[DATA EXTRACTS Boundary: Start]

Issue #33, opened 2020-08-03
Non animated Transition 


Wikunia:
Sometimes it might be reasonable to write `Translation(Point(x,y))` which does not depend on the frame instead of writing
`Translation(Point(x,y), Point(x,y))` so I think it makes sense to have a constructor which takes in one value and just uses that one value as the starting and the end of the animation such that there is no animation. Hope that makes sense :smile: 

See #32 as an example.

TheCedarPrince:
This makes sense and I definitely see the utility in this. I was actually thinking about something similar to this earlier today. My thought was along the lines about how if a user wants to draw a circle at the beginning of the animation, then the circle drawing would persist throughout the rest of the animation.

Spawning from that thought was this additional one: Do you think there may be occasion to also make a kwarg for `BackgroundAction` such that if a user only wants actions to run at the beginning of the animation (e.g. drawing shapes or designs on the background of the animation), it will only be run then and not interfere with any of the other Actions? Of course, the animation would need to be redrawn on future frames.

I may be explaining this poorly but what I see beginning to emerge as I am starting to experiment with Javis is that it may be convenient to create clearer distinction between Actions and Background Actions. I am just not sure what would be the best way to continue with clarifying this distinction. Unless you think that Background Actions is sufficient.

Wikunia:
I think I don't really understand what you're referring to and I closed this issue as it's implement, You might want to create a new issue for your thoughts :wink: 

It feels a bit like you're confusing `BackgroundAction` with actions that only show at the beginning? I'm confused :smile: 
The Actions itself always in which frames they are called.

Wikunia:
Okay I want to reopen this for a different reason. It might make sense to see 
`Translation(Point(50, 50))` not as a constant translation but as a translation from the origin to `(50, 50)` 
Actually I think this would be used more often. :confused:

TheCedarPrince:
@Wikunia you are correct. I re-examined my thoughts and I was confusing myself with `Actions`. I might open an issue in the future, but for now, I think we're fine.

Regarding reopening the issue, I see what you're saying. I could see getting confused by that personally. Maybe what might be useful is to make some sort of special kwarg like `anchor` that can be loosely defined as when you want an animation to not be moved from its current position. In code, this could still be seen as `Translation(Point(50, 50))` for `anchor=true` or something along those lines. 

[...]

Issue #38, opened 2020-08-04
Improving Grid Line Animations


TheCedarPrince:
## Background

 As we are finishing up the [Grid lines](#18) initial PR, we are already thinking about how to improve it! This is somewhat lower priority currently but will be worked on consistently.

## Additional Information

Here were some thoughts @Wikunia and I were thinking about implementing next:

> - Have a lighter grid (setline(0.5) or something) and bigger lines every 5 or so steps.
> - Have numbers and titles for the axis
> - The thing about extensibility using Val for example (see #18)

I also thought of a couple that I was exploring:

- Arrows at the end of lines
- Defining x and y axis limits for zero-lines

If anyone else has any thoughts, feel free to drop a comment/thought! For reference, here is what the current grid lines animation look like:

[DATA EXTRACTS Boundary: End]

■ WHAT IS EXPECTED ■
Repeat the full set of records exactly.

■ RESPONSE FOR THIS EXERCISE ■
Issue #33, opened 2020-08-03
Non animated Transition 


Wikunia:
Sometimes it might be reasonable to write `Translation(Point(x,y))` which does not depend on the frame instead of writing
`Translation(Point(x,y), Point(x,y))` so I think it makes sense to have a constructor which takes in one value and just uses that one value as the starting and the end of the animation such that there is no animation. Hope that makes sense :smile: 

See #32 as an example.

TheCedarPrince:
This makes sense and I definitely see the utility in this. I was actually thinking about something similar to this earlier today. My thought was along the lines about how if a user wants to draw a circle at the beginning of the animation, then the circle drawing would persist throughout the rest of the animation.

Spawning from that thought was this additional one: Do you think there may be occasion to also make a kwarg for `BackgroundAction` such that if a user only wants actions to run at the beginning of the animation (e.g. drawing shapes or designs on the background of the animation), it will only be run then and not interfere with any of the other Actions? Of course, the animation would need to be redrawn on future frames.

I may be explaining this poorly but what I see beginning to emerge as I am starting to experiment with Javis is that it may be convenient to create clearer distinction between Actions and Background Actions. I am just not sure what would be the best way to continue with clarifying this distinction. Unless you think that Background Actions is sufficient.

Wikunia:
I think I don't really understand what you're referring to and I closed this issue as it's implement, You might want to create a new issue for your thoughts :wink: 

It feels a bit like you're confusing `BackgroundAction` with actions that only show at the beginning? I'm confused :smile: 
The Actions itself always in which frames they are called.

Wikunia:
Okay I want to reopen this for a different reason. It might make sense to see 
`Translation(Point(50, 50))` not as a constant translation but as a translation from the origin to `(50, 50)` 
Actually I think this would be used more often. :confused:

TheCedarPrince:
@Wikunia you are correct. I re-examined my thoughts and I was confusing myself with `Actions`. I might open an issue in the future, but for now, I think we're fine.

Regarding reopening the issue, I see what you're saying. I could see getting confused by that personally. Maybe what might be useful is to make some sort of special kwarg like `anchor` that can be loosely defined as when you want an animation to not be moved from its current position. In code, this could still be seen as `Translation(Point(50, 50))` for `anchor=true` or something along those lines. 

[...]

Issue #38, opened 2020-08-04
Improving Grid Line Animations


TheCedarPrince:
## Background

 As we are finishing up the [Grid lines](#18) initial PR, we are already thinking about how to improve it! This is somewhat lower priority currently but will be worked on consistently.

## Additional Information

Here were some thoughts @Wikunia and I were thinking about implementing next:

> - Have a lighter grid (setline(0.5) or something) and bigger lines every 5 or so steps.
> - Have numbers and titles for the axis
> - The thing about extensibility using Val for example (see #18)

I also thought of a couple that I was exploring:

- Arrows at the end of lines
- Defining x and y axis limits for zero-lines

If anyone else has any thoughts, feel free to drop a comment/thought! For reference, here is what the current grid lines animation look like:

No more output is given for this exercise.